A single number is the expected answer: the count of lines in the listing that hold the word "control".

[INFORMATION GIVEN]

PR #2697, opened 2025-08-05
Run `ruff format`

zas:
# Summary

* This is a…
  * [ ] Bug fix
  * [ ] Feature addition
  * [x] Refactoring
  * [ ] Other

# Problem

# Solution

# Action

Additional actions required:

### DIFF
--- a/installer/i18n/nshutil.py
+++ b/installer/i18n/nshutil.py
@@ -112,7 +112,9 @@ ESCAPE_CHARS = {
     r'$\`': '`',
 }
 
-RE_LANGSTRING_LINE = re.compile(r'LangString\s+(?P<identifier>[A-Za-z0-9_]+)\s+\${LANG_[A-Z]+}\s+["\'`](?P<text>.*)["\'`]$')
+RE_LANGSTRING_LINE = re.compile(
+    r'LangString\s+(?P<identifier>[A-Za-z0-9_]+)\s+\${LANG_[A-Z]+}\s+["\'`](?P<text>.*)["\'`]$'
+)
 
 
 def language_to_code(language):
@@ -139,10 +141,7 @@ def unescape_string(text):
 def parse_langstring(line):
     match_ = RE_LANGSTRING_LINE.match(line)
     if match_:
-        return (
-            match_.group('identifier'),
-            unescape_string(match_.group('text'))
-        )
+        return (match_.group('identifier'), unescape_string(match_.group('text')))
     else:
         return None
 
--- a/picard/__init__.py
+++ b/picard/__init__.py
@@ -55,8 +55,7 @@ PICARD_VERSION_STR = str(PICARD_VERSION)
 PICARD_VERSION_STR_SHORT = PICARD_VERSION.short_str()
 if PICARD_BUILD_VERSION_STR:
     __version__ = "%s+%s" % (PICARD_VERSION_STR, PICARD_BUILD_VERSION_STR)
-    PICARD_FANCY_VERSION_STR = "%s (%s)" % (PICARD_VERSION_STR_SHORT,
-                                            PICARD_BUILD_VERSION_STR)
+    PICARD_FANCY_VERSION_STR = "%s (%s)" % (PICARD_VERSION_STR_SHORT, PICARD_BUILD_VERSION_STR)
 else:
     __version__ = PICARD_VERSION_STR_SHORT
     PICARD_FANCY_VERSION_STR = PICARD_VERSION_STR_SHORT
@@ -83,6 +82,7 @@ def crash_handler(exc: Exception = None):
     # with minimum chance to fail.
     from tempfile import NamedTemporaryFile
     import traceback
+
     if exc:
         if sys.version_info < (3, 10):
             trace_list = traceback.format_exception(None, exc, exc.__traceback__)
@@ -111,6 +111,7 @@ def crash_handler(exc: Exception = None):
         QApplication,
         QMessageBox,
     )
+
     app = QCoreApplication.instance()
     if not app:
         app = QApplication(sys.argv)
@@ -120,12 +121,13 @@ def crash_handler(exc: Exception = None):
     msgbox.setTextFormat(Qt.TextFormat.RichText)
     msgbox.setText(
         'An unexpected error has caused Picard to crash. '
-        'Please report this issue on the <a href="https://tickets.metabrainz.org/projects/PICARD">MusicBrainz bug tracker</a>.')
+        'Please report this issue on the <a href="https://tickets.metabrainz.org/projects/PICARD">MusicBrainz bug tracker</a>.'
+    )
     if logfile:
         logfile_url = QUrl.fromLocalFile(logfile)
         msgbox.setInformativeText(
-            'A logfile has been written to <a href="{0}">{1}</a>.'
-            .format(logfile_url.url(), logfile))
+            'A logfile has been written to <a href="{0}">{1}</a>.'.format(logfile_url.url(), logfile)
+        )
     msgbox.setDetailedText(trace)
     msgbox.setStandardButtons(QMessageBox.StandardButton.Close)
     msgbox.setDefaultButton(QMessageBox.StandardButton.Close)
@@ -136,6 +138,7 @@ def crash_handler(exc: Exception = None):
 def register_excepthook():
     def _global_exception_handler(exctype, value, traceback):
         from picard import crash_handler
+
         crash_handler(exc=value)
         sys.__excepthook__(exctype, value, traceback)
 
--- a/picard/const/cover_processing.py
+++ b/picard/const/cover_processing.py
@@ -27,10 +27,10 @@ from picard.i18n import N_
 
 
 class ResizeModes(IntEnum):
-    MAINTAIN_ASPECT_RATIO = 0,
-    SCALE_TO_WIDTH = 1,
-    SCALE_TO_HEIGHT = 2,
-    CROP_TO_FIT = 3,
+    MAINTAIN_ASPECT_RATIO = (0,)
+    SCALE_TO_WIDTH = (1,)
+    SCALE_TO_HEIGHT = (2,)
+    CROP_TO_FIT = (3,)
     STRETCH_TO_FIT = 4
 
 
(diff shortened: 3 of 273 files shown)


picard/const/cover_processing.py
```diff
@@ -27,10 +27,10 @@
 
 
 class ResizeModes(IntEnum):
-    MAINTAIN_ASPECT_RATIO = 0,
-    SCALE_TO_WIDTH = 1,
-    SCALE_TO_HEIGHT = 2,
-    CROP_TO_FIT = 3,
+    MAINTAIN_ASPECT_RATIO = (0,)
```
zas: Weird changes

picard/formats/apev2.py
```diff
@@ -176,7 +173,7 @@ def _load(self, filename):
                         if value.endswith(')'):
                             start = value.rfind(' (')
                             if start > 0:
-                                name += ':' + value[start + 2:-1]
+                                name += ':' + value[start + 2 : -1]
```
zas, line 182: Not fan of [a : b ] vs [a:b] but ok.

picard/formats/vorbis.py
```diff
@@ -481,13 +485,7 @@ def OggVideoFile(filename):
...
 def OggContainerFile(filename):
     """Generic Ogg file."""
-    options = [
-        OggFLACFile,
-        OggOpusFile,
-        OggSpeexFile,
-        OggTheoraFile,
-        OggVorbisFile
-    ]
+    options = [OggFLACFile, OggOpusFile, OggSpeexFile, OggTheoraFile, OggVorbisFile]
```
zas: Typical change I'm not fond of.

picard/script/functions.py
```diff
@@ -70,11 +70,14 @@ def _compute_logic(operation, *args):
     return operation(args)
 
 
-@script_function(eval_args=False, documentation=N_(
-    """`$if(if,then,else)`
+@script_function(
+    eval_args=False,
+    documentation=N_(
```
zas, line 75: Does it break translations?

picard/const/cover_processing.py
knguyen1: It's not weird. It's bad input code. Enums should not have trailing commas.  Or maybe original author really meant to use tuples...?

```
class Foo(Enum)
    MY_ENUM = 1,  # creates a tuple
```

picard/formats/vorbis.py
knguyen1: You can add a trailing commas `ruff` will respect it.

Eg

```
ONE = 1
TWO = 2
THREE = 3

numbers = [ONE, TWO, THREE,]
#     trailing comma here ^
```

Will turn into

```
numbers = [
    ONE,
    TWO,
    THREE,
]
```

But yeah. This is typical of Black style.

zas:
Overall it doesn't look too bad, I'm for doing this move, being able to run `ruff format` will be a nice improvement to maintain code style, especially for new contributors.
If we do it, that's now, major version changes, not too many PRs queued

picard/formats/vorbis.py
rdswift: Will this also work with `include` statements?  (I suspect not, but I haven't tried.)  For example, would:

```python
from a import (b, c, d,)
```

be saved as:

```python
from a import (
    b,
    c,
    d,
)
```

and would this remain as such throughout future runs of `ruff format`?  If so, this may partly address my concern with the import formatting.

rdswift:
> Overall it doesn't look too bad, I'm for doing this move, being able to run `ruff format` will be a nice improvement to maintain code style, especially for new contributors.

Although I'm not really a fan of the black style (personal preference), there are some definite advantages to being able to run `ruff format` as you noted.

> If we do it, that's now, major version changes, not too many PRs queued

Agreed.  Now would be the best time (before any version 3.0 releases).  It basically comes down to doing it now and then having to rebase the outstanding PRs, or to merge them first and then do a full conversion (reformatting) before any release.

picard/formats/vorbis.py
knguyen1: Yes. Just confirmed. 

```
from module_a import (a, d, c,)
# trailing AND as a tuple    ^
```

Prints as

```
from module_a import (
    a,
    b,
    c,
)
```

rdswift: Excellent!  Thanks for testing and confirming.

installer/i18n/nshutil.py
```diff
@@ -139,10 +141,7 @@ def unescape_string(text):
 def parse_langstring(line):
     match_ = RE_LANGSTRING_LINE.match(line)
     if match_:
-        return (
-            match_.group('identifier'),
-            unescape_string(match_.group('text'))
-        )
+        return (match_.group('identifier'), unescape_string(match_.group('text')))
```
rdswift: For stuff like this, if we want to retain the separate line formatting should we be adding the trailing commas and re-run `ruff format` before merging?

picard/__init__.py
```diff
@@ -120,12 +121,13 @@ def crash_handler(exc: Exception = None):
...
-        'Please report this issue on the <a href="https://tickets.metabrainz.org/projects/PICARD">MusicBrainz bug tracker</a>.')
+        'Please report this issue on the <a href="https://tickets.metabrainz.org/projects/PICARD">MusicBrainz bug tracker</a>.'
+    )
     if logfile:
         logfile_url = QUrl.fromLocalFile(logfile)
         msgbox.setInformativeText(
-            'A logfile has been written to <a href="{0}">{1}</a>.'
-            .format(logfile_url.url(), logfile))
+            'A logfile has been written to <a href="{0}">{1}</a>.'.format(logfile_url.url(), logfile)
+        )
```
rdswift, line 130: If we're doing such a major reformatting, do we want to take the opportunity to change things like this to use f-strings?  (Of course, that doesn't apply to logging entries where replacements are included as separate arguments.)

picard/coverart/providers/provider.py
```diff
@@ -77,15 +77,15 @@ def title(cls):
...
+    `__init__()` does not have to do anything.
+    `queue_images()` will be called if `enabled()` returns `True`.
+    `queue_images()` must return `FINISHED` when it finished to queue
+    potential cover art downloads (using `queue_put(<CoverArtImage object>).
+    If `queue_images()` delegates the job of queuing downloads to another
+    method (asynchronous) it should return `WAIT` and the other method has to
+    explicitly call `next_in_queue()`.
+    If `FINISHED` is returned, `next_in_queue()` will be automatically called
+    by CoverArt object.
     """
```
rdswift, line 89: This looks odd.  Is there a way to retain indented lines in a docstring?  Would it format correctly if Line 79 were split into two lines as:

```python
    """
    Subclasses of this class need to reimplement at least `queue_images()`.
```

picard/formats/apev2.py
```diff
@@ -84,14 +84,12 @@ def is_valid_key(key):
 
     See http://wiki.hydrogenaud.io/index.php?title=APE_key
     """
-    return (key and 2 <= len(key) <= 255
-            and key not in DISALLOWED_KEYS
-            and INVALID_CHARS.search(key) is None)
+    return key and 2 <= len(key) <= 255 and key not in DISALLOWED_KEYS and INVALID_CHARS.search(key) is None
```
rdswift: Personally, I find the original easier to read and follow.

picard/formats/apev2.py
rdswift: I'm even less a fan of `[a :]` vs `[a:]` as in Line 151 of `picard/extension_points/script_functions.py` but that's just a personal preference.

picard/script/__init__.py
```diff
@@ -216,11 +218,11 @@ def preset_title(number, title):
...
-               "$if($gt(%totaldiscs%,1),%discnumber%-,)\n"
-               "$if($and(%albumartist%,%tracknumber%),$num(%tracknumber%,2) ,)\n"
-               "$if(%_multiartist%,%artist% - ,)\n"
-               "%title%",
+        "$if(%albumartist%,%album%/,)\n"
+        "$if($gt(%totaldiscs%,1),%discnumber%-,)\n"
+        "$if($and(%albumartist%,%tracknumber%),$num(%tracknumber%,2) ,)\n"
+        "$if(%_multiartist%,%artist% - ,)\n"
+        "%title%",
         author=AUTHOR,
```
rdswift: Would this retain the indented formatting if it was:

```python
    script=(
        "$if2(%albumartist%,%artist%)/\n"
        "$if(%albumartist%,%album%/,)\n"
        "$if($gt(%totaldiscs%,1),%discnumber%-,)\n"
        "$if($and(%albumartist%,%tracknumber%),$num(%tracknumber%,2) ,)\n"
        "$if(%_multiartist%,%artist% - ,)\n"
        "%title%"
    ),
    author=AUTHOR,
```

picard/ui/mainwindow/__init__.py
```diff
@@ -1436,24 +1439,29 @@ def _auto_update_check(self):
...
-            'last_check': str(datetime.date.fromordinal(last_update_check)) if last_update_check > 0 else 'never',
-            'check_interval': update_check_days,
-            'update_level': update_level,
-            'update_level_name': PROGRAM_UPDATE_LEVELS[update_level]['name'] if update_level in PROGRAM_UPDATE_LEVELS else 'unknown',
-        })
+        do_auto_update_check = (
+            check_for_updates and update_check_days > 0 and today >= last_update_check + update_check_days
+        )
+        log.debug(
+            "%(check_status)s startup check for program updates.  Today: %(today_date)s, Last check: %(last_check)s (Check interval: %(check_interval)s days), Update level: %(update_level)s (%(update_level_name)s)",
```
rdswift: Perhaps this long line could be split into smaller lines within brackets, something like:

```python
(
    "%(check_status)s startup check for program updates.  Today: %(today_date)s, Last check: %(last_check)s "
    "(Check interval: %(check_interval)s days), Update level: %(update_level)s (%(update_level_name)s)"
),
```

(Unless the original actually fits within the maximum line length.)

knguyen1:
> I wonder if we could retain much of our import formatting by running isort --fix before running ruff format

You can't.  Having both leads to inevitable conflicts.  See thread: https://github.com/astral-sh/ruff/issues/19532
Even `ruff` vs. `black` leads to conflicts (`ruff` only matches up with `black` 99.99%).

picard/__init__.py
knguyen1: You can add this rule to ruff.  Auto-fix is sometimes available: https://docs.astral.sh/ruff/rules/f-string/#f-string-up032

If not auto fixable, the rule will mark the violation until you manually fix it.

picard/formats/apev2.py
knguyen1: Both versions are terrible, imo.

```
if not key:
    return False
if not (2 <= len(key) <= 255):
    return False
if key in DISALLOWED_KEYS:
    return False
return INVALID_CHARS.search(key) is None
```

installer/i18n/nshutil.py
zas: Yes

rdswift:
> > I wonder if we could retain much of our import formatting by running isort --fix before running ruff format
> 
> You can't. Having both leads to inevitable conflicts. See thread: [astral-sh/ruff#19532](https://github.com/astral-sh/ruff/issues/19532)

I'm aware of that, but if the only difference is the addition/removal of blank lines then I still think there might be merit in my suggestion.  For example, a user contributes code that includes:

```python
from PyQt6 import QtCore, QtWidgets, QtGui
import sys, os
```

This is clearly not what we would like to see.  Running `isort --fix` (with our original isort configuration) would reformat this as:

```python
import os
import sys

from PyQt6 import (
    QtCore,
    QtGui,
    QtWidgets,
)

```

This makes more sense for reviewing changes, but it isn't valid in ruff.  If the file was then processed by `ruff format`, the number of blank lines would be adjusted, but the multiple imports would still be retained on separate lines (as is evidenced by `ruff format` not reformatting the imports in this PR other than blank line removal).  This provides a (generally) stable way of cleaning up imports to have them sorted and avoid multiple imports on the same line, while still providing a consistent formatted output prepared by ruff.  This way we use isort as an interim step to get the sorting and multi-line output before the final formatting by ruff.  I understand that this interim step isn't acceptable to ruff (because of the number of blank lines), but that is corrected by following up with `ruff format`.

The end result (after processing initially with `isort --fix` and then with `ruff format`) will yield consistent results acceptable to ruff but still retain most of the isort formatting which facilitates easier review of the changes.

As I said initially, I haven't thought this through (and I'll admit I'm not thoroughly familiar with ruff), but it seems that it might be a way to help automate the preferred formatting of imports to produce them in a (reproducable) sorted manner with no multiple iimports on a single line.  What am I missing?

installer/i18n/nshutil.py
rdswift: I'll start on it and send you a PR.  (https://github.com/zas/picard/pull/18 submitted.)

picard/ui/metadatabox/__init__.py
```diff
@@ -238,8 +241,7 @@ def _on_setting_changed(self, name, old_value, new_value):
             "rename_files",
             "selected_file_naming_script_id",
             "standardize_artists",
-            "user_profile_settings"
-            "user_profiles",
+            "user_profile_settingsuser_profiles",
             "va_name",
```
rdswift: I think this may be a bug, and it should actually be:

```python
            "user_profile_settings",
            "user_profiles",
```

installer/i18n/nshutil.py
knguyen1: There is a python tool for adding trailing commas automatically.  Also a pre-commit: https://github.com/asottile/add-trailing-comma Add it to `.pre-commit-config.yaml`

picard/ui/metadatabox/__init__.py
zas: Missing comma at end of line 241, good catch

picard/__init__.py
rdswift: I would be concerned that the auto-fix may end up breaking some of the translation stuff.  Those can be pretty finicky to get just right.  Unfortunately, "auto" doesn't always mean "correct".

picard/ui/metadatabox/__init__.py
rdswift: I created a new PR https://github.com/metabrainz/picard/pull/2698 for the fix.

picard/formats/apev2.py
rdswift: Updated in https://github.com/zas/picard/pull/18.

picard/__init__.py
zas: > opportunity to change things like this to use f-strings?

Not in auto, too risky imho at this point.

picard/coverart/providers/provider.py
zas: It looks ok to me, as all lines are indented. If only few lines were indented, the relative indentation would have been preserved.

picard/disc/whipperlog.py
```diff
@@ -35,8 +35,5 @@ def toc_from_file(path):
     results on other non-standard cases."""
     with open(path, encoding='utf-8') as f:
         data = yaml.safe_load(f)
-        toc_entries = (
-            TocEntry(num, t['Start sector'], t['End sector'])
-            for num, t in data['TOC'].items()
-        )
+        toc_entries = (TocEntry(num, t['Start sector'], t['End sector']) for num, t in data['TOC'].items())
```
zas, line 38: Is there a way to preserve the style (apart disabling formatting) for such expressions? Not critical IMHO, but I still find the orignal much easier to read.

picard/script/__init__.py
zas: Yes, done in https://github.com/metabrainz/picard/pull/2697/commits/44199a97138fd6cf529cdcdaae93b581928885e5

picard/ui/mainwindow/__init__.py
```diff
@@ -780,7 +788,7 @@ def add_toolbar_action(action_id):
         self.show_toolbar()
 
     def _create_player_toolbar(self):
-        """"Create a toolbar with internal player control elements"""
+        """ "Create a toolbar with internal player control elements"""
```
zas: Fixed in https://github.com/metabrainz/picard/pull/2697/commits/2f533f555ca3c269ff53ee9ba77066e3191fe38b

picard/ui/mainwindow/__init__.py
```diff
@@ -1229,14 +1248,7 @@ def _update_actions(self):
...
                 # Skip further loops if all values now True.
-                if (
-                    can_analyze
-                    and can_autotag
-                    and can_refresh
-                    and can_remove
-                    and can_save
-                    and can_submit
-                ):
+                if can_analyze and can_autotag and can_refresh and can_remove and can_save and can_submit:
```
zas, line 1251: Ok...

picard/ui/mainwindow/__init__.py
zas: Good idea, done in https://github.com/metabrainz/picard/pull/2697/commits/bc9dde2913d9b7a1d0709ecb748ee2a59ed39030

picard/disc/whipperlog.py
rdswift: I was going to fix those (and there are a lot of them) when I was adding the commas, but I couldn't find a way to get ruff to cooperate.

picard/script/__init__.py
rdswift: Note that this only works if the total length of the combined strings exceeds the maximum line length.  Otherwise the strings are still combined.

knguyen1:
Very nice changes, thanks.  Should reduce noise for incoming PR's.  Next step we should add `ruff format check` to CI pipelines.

[/INFORMATION GIVEN]

- [EXERCISE RESULT]:
2